_Task directions_.
What lines of the data below hold "recursively"? Show them.

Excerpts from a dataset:
******

Issue #2749, opened 2026-06-08
Enable DP Count with Negative Values


cbaycity:
In the following groupby query, the `dp.len()` method only returns count values greater than or equal to zero. This means that the noise is not centered at zero but above zero - which is a source of unwanted bias. Can we add an arg to the `dp.len` method to enable zero centered noise?

pseudo code:
Assume that `sample_df`, `privacy_unit`, and `privacy_budget` are correctly defined. Also assume that `buckets` are the possible values for the `bucket_col` that is grouped on. 

```python
context = dp.Context.compositor(
    data=sample_df.lazy(),
    privacy_unit=privacy_unit,
    privacy_loss=privacy_budget,
    split_evenly_over=1,
)
# Count how many rows map to each bucket (with DP noise)
bound_counts = (
    context.query()
    .group_by(bucket_col)
    .agg(dp.len())
    .with_keys(pl.DataFrame(buckets))
    .release()
    .collect()
    .sort(bounds_col)
)
```

Shoeboxam:
Could do something like `dp.len(signed=True)`, and adjust `def dp_len` to pass it through as an arg (not a kwarg, to avoid pickling). Then in `fn make_expr_dp_frame_len`, match through to `Some([signed, scale])` and use `len().cast(...)` instead of `len()` if signed is a true bool? Other count helpers could use similar adjustments.

Will also need to add support for a cast expr transformation. Since polars [doesn't support casting with saturation](https://github.com/pola-rs/polars/issues/21471), I think you'd cast with null and impute with max, and match/reason about stability for the cast+impute together as one op. Or maybe simpler, just cast into in Int64, to avoid the overflow handling.

This is the shape that comes to mind at first, but feel free to adjust as you get in.

PR #2761, opened 2026-06-12
feat: support signed Polars frame len via cast transformation

cbaycity:
Adds a cast measurement and adjusts the DPLen measurement to take in a signed arg to cast the len output as a float. This allows for DPLen calculations which don't truncate noise to zero. Truncating to zero introduces bias which users may or may not want. 

Issue: https://github.com/opendp/opendp/issues/2749


python/src/opendp/extras/polars/__init__.py
```diff
@@ -544,7 +545,7 @@ def dp_len(scale: float | None = None):
     return register_plugin_function(
         plugin_path=_get_opendp_polars_lib_path(),
         function_name="dp_frame_len",
-        args=(scale,),
+        args=(scale,allow_negative),
```
eddiestudies:
```suggestion
        args=(scale, allow_negative),
```

rust/src/measurements/make_private_expr/expr_len/mod.rs
```diff
@@ -41,9 +41,28 @@ pub fn make_expr_private_len<MI: 'static + UnboundedMetric, MO: 'static + Measur
...
+            options: _,
+        } => {
+            let len_expr = len().cast(DataType::Int64);
+            let output_type = 0i64;
+        }
+
+        _ => {
+            return fallible!(MakeMeasurement, "Expected len() or len().cast() expression");
+        }
+    }
```
Shoeboxam: This cheaply handles an edge case, but it should match specifically the `len().cast()` fragment, not just a `.cast()`, because a user could currently write `any_expr.cast()` and this constructor would rewrite it into a `len().cast()`.

rust/src/polars/mod.rs
```diff
@@ -477,9 +479,11 @@ impl DPExpr {
 ///
 /// # Arguments
 /// * `scale` - parameter for the noise distribution
-pub fn dp_len(scale: Option<f64>) -> Expr {
+/// * `allow_negative` - parameter to flip len output from unsigned int to signed int.
+pub fn dp_len(scale: Option<f64>, allow_negative: bool) -> Expr {
```
Shoeboxam: `signed: bool` strikes me as a cleaner API, but am open to other opinions.

python/test/test_polars.py
```diff
@@ -3,6 +3,7 @@
 import pytest
 import re
 import warnings
+import polars as pl
```
eddiestudies:
```suggestion
```

python/test/test_polars.py
```diff
@@ -1300,3 +1319,34 @@ def test_zero_budget():
         split_evenly_over=1,
     )
     context.query().select(pl.len()).release().collect()
+
+
+def test_unbiased_groupby_len():
+    """Tests that dp.len() can return counts centered on zero."""
+
```
eddiestudies:
```suggestion
    pl = pytest.importorskip("polars")
```

Shoeboxam (changes requested):
I'd introduce a separate constructor for the cast transformation. Like so (left inside a spoiler in case you want to solve it yourself :D)

<details>

```rust
pub fn make_expr_cast_u32_to_i64<MI, const P: usize>(
    input_domain: WildExprDomain,
    input_metric: L01InfDistance<MI>,
    expr: Expr,
) -> Fallible<
    Transformation<
        WildExprDomain,
        L01InfDistance<MI>,
        ExprDomain,
        LpDistance<P, f64>,
    >,
>
where
    MI: 'static + UnboundedMetric,
    (WildExprDomain, L01InfDistance<MI>): MetricSpace,
    (ExprDomain, LpDistance<P, f64>): MetricSpace,
    Expr: StableExpr<L01InfDistance<MI>, LpDistance<P, f64>>,
{
    let Expr::Cast {
        expr: input,
        dtype: to_type,
        mut options,
    } = expr
    else {
        return fallible!(MakeTransformation, "expected cast expression");
    };

    let to_type_dtype = to_type
        .as_literal()
        .ok_or_else(|| {
            err!(
                MakeTransformation,
                "u32-to-i64 cast only supports literal dtype"
            )
        })?
        .clone();

    if to_type_dtype != DataType::Int64 {
        return fallible!(
            MakeTransformation,
            "u32-to-i64 cast expects target dtype Int64, found {}",
            to_type_dtype
        );
    }

    if matches!(options, CastOptions::Strict) {
        options = CastOptions::NonStrict;
    }

    // This recursively stabilizes len/count/n_unique/count_null.
    // The child emits ExprDomain under LpDistance<P, f64>.
    let t_prior = input
        .as_ref()
        .clone()
        .make_stable(input_domain.clone(), input_metric.clone())?;

    let (middle_domain, middle_metric) = t_prior.output_space();

    let mut output_domain = middle_domain.clone();
    let active_series = &mut output_domain.column;

    let in_dtype = active_series.dtype().clone();
    if in_dtype != DataType::UInt32 {
        return fallible!(
            MakeTransformation,
            "u32-to-i64 cast expects UInt32 input, found {}",
            in_dtype
        );
    }

    active_series.set_element_domain(AtomDomain::<i64>::default());

    t_prior
        >> Transformation::new(
            middle_domain.clone(),
            middle_metric.clone(),
            output_domain,
            middle_metric,
            Function::then_expr(move |expr| Expr::Cast {
                expr: Arc::new(expr),
                dtype: to_type.clone(),
                options,
            }),
            StabilityMap::new(Clone::clone),
        )?
}
```

</details>

From writing this, I realize my earlier suggestion of a dedicated trait impl was off-base.

You basically just need to add:
```rust
            #[cfg(feature = "contrib")]
            Cast { .. } => expr_cast::make_expr_cast_u32_to_i64(
                input_domain,
                input_metric,
                self,
            ),
```
...to the `StableExpr<L01InfDistance<MI>, LpDistance<P, f64>>` dispatch/impl.

I guess in the case of a sum, the user can just cast the input dtype first to be signed. Otherwise if you wanted cast to work on int sums as well, you'd have to be a bit more general about the dtypes and maybe saturate/clip or disallow u64 input.

Looking good, thanks for digging on this!

Shoeboxam:
The reason for having the cast be separate is that it would work for all counting transformations (count, n_unique, count_null, expr len and frame len), not just frame len. I guess it would also work for u32 sum, as-is.

rust/src/polars/mod.rs
cbaycity: Ya that makes sense. Change made for this.

cbaycity:
> I'd introduce a separate constructor for the cast transformation. Like so (left inside a spoiler in case you want to solve it yourself :D)
> 
> Details
> ```rust
> pub fn make_expr_cast_u32_to_i64<MI, const P: usize>(
>     input_domain: WildExprDomain,
>     input_metric: L01InfDistance<MI>,
>     expr: Expr,
> ) -> Fallible<
>     Transformation<
>         WildExprDomain,
>         L01InfDistance<MI>,
>         ExprDomain,
>         LpDistance<P, f64>,
>     >,
> >
> where
>     MI: 'static + UnboundedMetric,
>     (WildExprDomain, L01InfDistance<MI>): MetricSpace,
>     (ExprDomain, LpDistance<P, f64>): MetricSpace,
>     Expr: StableExpr<L01InfDistance<MI>, LpDistance<P, f64>>,
> {
>     let Expr::Cast {
>         expr: input,
>         dtype: to_type,
>         mut options,
>     } = expr
>     else {
>         return fallible!(MakeTransformation, "expected cast expression");
>     };
> 
>     let to_type_dtype = to_type
>         .as_literal()
>         .ok_or_else(|| {
>             err!(
>                 MakeTransformation,
>                 "u32-to-i64 cast only supports literal dtype"
>             )
>         })?
>         .clone();
> 
>     if to_type_dtype != DataType::Int64 {
>         return fallible!(
>             MakeTransformation,
>             "u32-to-i64 cast expects target dtype Int64, found {}",
>             to_type_dtype
>         );
>     }
> 
>     if matches!(options, CastOptions::Strict) {
>         options = CastOptions::NonStrict;
>     }
> 
>     // This recursively stabilizes len/count/n_unique/count_null.
>     // The child emits ExprDomain under LpDistance<P, f64>.
>     let t_prior = input
>         .as_ref()
>         .clone()
>         .make_stable(input_domain.clone(), input_metric.clone())?;
> 
>     let (middle_domain, middle_metric) = t_prior.output_space();
> 
>     let mut output_domain = middle_domain.clone();
>     let active_series = &mut output_domain.column;
> 
>     let in_dtype = active_series.dtype().clone();
>     if in_dtype != DataType::UInt32 {
>         return fallible!(
>             MakeTransformation,
>             "u32-to-i64 cast expects UInt32 input, found {}",
>             in_dtype
>         );
>     }
> 
>     active_series.set_element_domain(AtomDomain::<i64>::default());
> 
>     t_prior
>         >> Transformation::new(
>             middle_domain.clone(),
>             middle_metric.clone(),
>             output_domain,
>             middle_metric,
>             Function::then_expr(move |expr| Expr::Cast {
>                 expr: Arc::new(expr),
>                 dtype: to_type.clone(),
>                 options,
>             }),
>             StabilityMap::new(Clone::clone),
>         )?
> }
> ```
> 
> From writing this, I realize my earlier suggestion of a dedicated trait impl was off-base.
> 
> You basically just need to add:
> 
> ```rust
>             #[cfg(feature = "contrib")]
>             Cast { .. } => expr_cast::make_expr_cast_u32_to_i64(
>                 input_domain,
>                 input_metric,
>                 self,
>             ),
> ```
> 
> ...to the `StableExpr<L01InfDistance<MI>, LpDistance<P, f64>>` dispatch/impl.
> 
> I guess in the case of a sum, the user can just cast the input dtype first to be signed. Otherwise if you wanted cast to work on int sums as well, you'd have to be a bit more general about the dtypes and maybe saturate/clip or disallow u64 input.
> 
> Looking good, thanks for digging on this!

This makes sense to me but I want to confirm some things that I'm slightly confused about. 
1. To create a constructor for make_expr_cast_u32_to_i64, would I be adding a module in rust/src/measurements/make_private_expr? If not, where should this be added?
2. There is a cast transformation in rust/src/transformations/cast, I assume that the difference is that transformations must happen before a private measurement. This means that we need to implement a version of the cast method you've described. I'm still trying to figure out where it goes. 
3. Assuming that this is adding a private measurement, is the thinking that we need a cast measurement because noise is added after a measurement, and this allows the input expr to be parsed and the end cast statement being supported.

cbaycity:
@Shoeboxam, One additional question. I am pretty sure that the query I'm trying to update in python, which is shown in the Python test that I've added, is creating a measurement from rust/src/measurements/make_private_expr/expr_dp_frame_len and not rust/src/measurements/make_private_expr/expr_len. That's because the dp.len() call creates a DPFrameLenShim. Is that correct?

Shoeboxam:
> To create a constructor for make_expr_cast_u32_to_i64, would I be adding a module in rust/src/measurements/make_private_expr? If not, where should this be added?

I'd add it in rust/src/transformations/make_stable_expr, since it is just a transformation. The dispatch is also off the StableExpr trait. No measurements anywhere here.

> There is a cast transformation in rust/src/transformations/cast, I assume that the difference is that transformations must happen before a private measurement. This means that we need to implement a version of the cast method you've described. I'm still trying to figure out where it goes.

That cast transformation is a row-by-row cast, whereas this is a cast on an aggregate. They are separate because they operate on different metric spaces, and thus have different privacy analyses, even though they share the same function.

> Assuming that this is adding a private measurement, is the thinking that we need a cast measurement because noise is added after a measurement, and this allows the input expr to be parsed and the end cast statement being supported.

Nope, a cast on an aggregate will just be a transformation, it will go like:

```
some expression -> cast -> noise
T-------------- -> T--- -> M---- (initial parse)
T---------------------- -> M---- (then chained)
M------------------------------- (then chained)
```

There's ultimately only ever one measurement in a chain and it consumes all. This aggregate cast transformation lives before the noise measurement.

Shoeboxam:
> @Shoeboxam, One additional question. I am pretty sure that the query I'm trying to update in python, which is shown in the Python test that I've added, is creating a measurement from rust/src/measurements/make_private_expr/expr_dp_frame_len and not rust/src/measurements/make_private_expr/expr_len. That's because the dp.len() call creates a DPFrameLenShim. Is that correct?

Yep, you're right on the money! Maybe a better name would be "Stub" not "Shim" if that makes it easier to think about.

Shoeboxam:
You'd end up in the `expr_len` measurement if your python were `pl.len()`. No noise added. Given your changes to that file, a user could write `pl.len().cast(...)` and it would still be recognized as a measurement. Really it could be registered as a postprocessor for maximum flexibility, but this is fine too.

cbaycity:
@shoeboxam Thank you for the good review. I am now passing the two tests that I added and I think that this PR is in good shape. Can you take another look?

python/src/opendp/extras/polars/__init__.py
```diff
@@ -510,12 +510,14 @@ def median(self, candidates: list[float], scale: float | None = None):
     pl.api.register_expr_namespace("dp")(DPExpr)
 
 
-def dp_len(scale: float | None = None):
+def dp_len(scale: float | None = None, signed: bool = False):
```
mccalluc, line 513: Is the `False` mostly for backward compatibility? Without that concern, would we prefer to make the default `True`?

python/test/test_polars.py
```diff
@@ -103,7 +103,8 @@ def test_lazyframe_ffi():
 
 
 @pytest.mark.parametrize(
-    "measure", [dp.max_divergence(), dp.zero_concentrated_divergence()],
+    "measure",
+    [dp.max_divergence(), dp.zero_concentrated_divergence()],
```
mccalluc: Prefer to avoid format changes in feature PRs. (Makes it that much harder to spot the real diff, or read the history.) But not worth reverting!

(If it's hard to work on this code without reformatting, that's a good thing for us to know! Would a more prescriptive style have helped you?)

mccalluc (commented):
This is a very cursory review, but I wonder if it would be better for the default to be not to clip? Avoiding bias seems like a good thing. But not a strong opinion.

(Leaving the Rust review to others.)

rust/src/measurements/make_private_expr/expr_len/mod.rs
cbaycity: I think I match this better by checking that a len().cast() is required. I don't know if there is another edge case where this can be broken but it seems like a reasonable check.

cbaycity:
> This is a very cursory review, but I wonder if it would be better for the default to be not to clip? Avoiding bias seems like a good thing. But not a strong opinion.
> 
> (Leaving the Rust review to others.)

I've discussed this with @Maegereg many years ago at Tumult where I argued that clipping would be a good default for entry level users who are confused by a negative count. But we agreed that avoiding bias is the best option, which is the default for Tumult Analytics. It is ironic that I'm now hitting a use case where I want negative counts, after finding it hard to believe I wouldn't want truncation. 

I think that the correct answer for the user experience is hard to determine. As it stands now though, it would be a breaking change to automatically adjust the return type to avoid bias - and I think that breaking changes should be avoided unless necessary. I'm therefore in favor of adding the signed variable and keeping the base logic the same for now - even though it makes this PR harder by requiring an arbitrary return type.

python/test/test_polars.py
cbaycity: This is a good catch and I can revert it, I generally agree with you. I think this got picked up when I ran black on the file. Do we enforce linting and formatting in the PR pipeline? If not maybe we should, and also provide a sample command in the developer tooling doc so that this is standardized.

rust/src/transformations/make_stable_expr/expr_cast_measurement/test.rs
```diff
@@ -0,0 +1 @@
+
```
eddiestudies: leftover file from an attempted test?

python/src/opendp/extras/polars/__init__.py
cbaycity: Yes this is for backward compatibility. I still think that it is worth not making a breaking change here. I'm going to resolve this comment in favor of discussing this point so that there aren't two comments discussing the same thing. [Link](https://github.com/opendp/opendp/pull/2761#issuecomment-4898941659) to the other comment.

Shoeboxam (changes requested):
We have two different positions for cast now:
* cast row-by-row: input and output metric are both dataset metrics, like symmetric distance
* cast aggregates: input and output metric are both lp-distance

The logic for casting an aggregate vector needs to be different and much pickier than the logic for casting a dataset column vector! 

In the case of casting vectors with stability wrt symmetric distance, casting can fail, so long as it doesn't raise an error. 
* Take for example two datasets: `x = [45, 12]; x' = [45, 12, 128]`. Their symmetric distance is 1.
* When casted to i8 with nonstrict, you get: `cast(x) = [45, 12]; cast(x') = [45, 12, null]`. Their symmetric distance is still just 1. More generally, we say the cast is 1-stable because for any choice of `x, x'` that differ by `d_in`, we have that the outputs differ by at most `d_out = 1 * d_in`.

In the case of casting vectors with stability wrt lp-distance, casts can never fail. 
* Take for example two datasets: `x = [45, 12, 127]; x' = [45, 12, 128]`. Their l1-distance is 1.
* When casted to i8 with nonstrict, you get: `cast(x) = [45, 12, 127]; cast(x') = [45, 12, null]`. Their l1-distance is now undefined! Infinite sensitivity.

So to be stable, you either you need the output dtype to totally enclose the input dtype:
* Allowed: `u8->i16`, `u32 -> u64`, `u8->i64`
* Disallowed: `u8->i8`, `u16->i8`

...or you need a 2-expression transformation that clips inputs to the output dtype range before casting, which is infallible and contractive. I think we can just stick to carefully chosen dtype pairs.

I left an earlier review on this PR with some model code. It wasn't as flexible as this, but it structurally eliminates cast failure by controlling in/out dtypes more tightly.

cbaycity:
> We have two different positions for cast now:
> 
> * cast row-by-row: input and output metric are both dataset metrics, like symmetric distance
> * cast aggregates: input and output metric are both lp-distance
> 
> The logic for casting an aggregate vector needs to be different and much pickier than the logic for casting a dataset column vector!
> 
> In the case of casting vectors with stability wrt symmetric distance, casting can fail, so long as it doesn't raise an error.
> 
> * Take for example two datasets: `x = [45, 12]; x' = [45, 12, 128]`. Their symmetric distance is 1.
> * When casted to i8 with nonstrict, you get: `cast(x) = [45, 12]; cast(x') = [45, 12, null]`. Their symmetric distance is still just 1. More generally, we say the cast is 1-stable because for any choice of `x, x'` that differ by `d_in`, we have that the outputs differ by at most `d_out = 1 * d_in`.
> 
> In the case of casting vectors with stability wrt lp-distance, casts can never fail.
> 
> * Take for example two datasets: `x = [45, 12, 127]; x' = [45, 12, 128]`. Their l1-distance is 1.
> * When casted to i8 with nonstrict, you get: `cast(x) = [45, 12, 127]; cast(x') = [45, 12, null]`. Their l1-distance is now undefined! Infinite sensitivity.
> 
> So to be stable, you either you need the output dtype to totally enclose the input dtype:
> 
> * Allowed: `u8->i16`, `u32 -> u64`, `u8->i64`
> * Disallowed: `u8->i8`, `u16->i8`
> 
> ...or you need a 2-expression transformation that clips inputs to the output dtype range before casting, which is infallible and contractive. I think we can just stick to carefully chosen dtype pairs.
> 
> I left an earlier review on this PR with some model code. It wasn't as flexible as this, but it structurally eliminates cast failure by controlling in/out dtypes more tightly.

This is an excellent description of the current problem with my PR. Thank you for writing it so clearly. I will add changes to deal with this tomorrow.

rust/src/transformations/make_stable_expr/expr_cast_aggregation/mod.rs
```diff
@@ -14,6 +16,29 @@ use crate::transformations::traits::UnboundedMetric;
 #[cfg(test)]
 mod test;
 
+// Constant hashmap of types to their allowed cast types.
+// This is necessary to prevent downcasting.
+static ALLOWED_TRANSFORMATIONS: LazyLock<HashMap<DataType, Vec<DataType>>> = LazyLock::new(|| {
```
Shoeboxam, line 21: This is a little over-engineered, but does the job. Another approach could be to match on the dtype to get i128 ranges, and check if the input range is contained in the output range. But this works too!

rust/src/transformations/make_stable_expr/expr_cast_aggregation/mod.rs
```diff
@@ -85,10 +110,21 @@ where
         DataType::Int16 => active_column.set_element_domain(AtomDomain::<i16>::default()),
         DataType::Int32 => active_column.set_element_domain(AtomDomain::<i32>::default()),
         DataType::Int64 => active_column.set_element_domain(AtomDomain::<i64>::default()),
-
         _ => unreachable!(),
```
Shoeboxam: This unreachable is not actually unreachable, it will panic if provided an unexpected output dtype. That's kind of intuitive for Rust, but in Python it kills the entire process, which feels much more unfriendly/surprising. Reusing the above helper, you could do something like this:

```rust
let Some(input_bounds) = integer_bounds(&input_dtype) else {
    return fallible!(
        MakeTransformation,
        "make_cast_aggregation expects an integer input dtype, found {}",
        input_dtype
    )
})?;
```
This handles the input dtype part of the check you had on line 116.

Then the output dtype check:
```rust
let input_is_contained =
    output_bounds.0 <= input_bounds.0 && input_bounds.1 <= output_bounds.1;

if !input_is_contained {
    return fallible!(
        MakeTransformation,
        "cast from {} to {} cannot preserve all possible values",
        input_dtype,
        to_type_dtype
    );
}
```

Then you could use a helper to set the output domain and avoid another match:
```rust
output_domain.column.set_dtype(to_type_dtype.clone())?;
```

rust/src/transformations/make_stable_expr/expr_cast_aggregation/mod.rs
Shoeboxam: Like so:
```rust
fn integer_bounds(dtype: &DataType) -> Option<(i128, i128)> {
    use DataType::*;

    Some(match dtype {
        UInt32 => (0, u32::MAX.into()),
        UInt64 => (0, u64::MAX.into()),
        Int8 => (i8::MIN.into(), i8::MAX.into()),
        Int16 => (i16::MIN.into(), i16::MAX.into()),
        Int32 => (i32::MIN.into(), i32::MAX.into()),
        Int64 => (i64::MIN.into(), i64::MAX.into()),
        _ => return None,
    })
}
```

Shoeboxam (dismissed):
For future reference, elsewhere the dtype promised by `DPLenShim` et al should technically change as well. Approving but leaving comments for future edits. 

Thanks for the contribution Baird!

rust/src/transformations/make_stable_expr/expr_cast_aggregation/mod.rs
Shoeboxam: Generally in Rust if you have to write unreachable!(), it's a hint that there's likely a cleaner code factoring hiding somewhere. :P

Shoeboxam (commented):
How about a note:

```
.. note::
Loading data is not covered by OpenDP's privacy guarantee and should be
performed by a trusted curator. CSV schema inference is data-dependent:
private values can affect both the inferred types and whether parsing succeeds. 
In a trusted environment, however, a parsing error can be useful,
since it may reveal malformed data or an incorrect schema 
before incorrect statistics are released.

If loading success or failure may be observed outside the trusted environment, 
prefer a schema-bearing source such as Parquet or a database table, 
or load columns as strings and cast them explicitly. 
``ignore_errors=True`` avoids some parsing failures, 
but may silently change the loaded data and reduce utility, 
so it should be used deliberately rather than by default. 
See the `Polars scan_csv documentation <https://docs.pola.rs/api/python/stable/reference/api/polars.scan_csv.html>`_ 
for the available schema and error-handling options.
```

rust/src/transformations/make_stable_expr/expr_cast_aggregation/mod.rs
cbaycity: This is a great comment, let me add this now.

rust/src/transformations/make_stable_expr/expr_cast_aggregation/mod.rs
cbaycity: I'm not sure I understand what you're proposed solution is. Are you saying that there should be a method that checks if the bounds of the new type contain the min and max values of the prior type? That makes sense and could be a much better change, do you think it would be this simple to implement?

rust/src/transformations/make_stable_expr/expr_cast_aggregation/mod.rs
cbaycity: I think I managed this well. Let me know if you agree?

rust/src/transformations/make_stable_expr/expr_cast_aggregation/mod.rs
cbaycity: And this sample method does the check by casting the input min and max to i128, casting the output dtype min and max to i128, and then ensuring that output min and max contain the input min and max?

IMO that isn't more simple. It is extendible to more type theoretically, but it also prevents us from adding support for larger integers. 

If we want this to be more extendible, should we support casting to any arbitrary type and have a better check? For instance, should we allow users to cast to a float? That seems valuable... Maybe we merge this as is and refactor to generalize to more types?

Shoeboxam (approved):
No more panics! Hooray!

******

_Answer box_.
    // This recursively stabilizes len/count/n_unique/count_null.
>     // This recursively stabilizes len/count/n_unique/count_null.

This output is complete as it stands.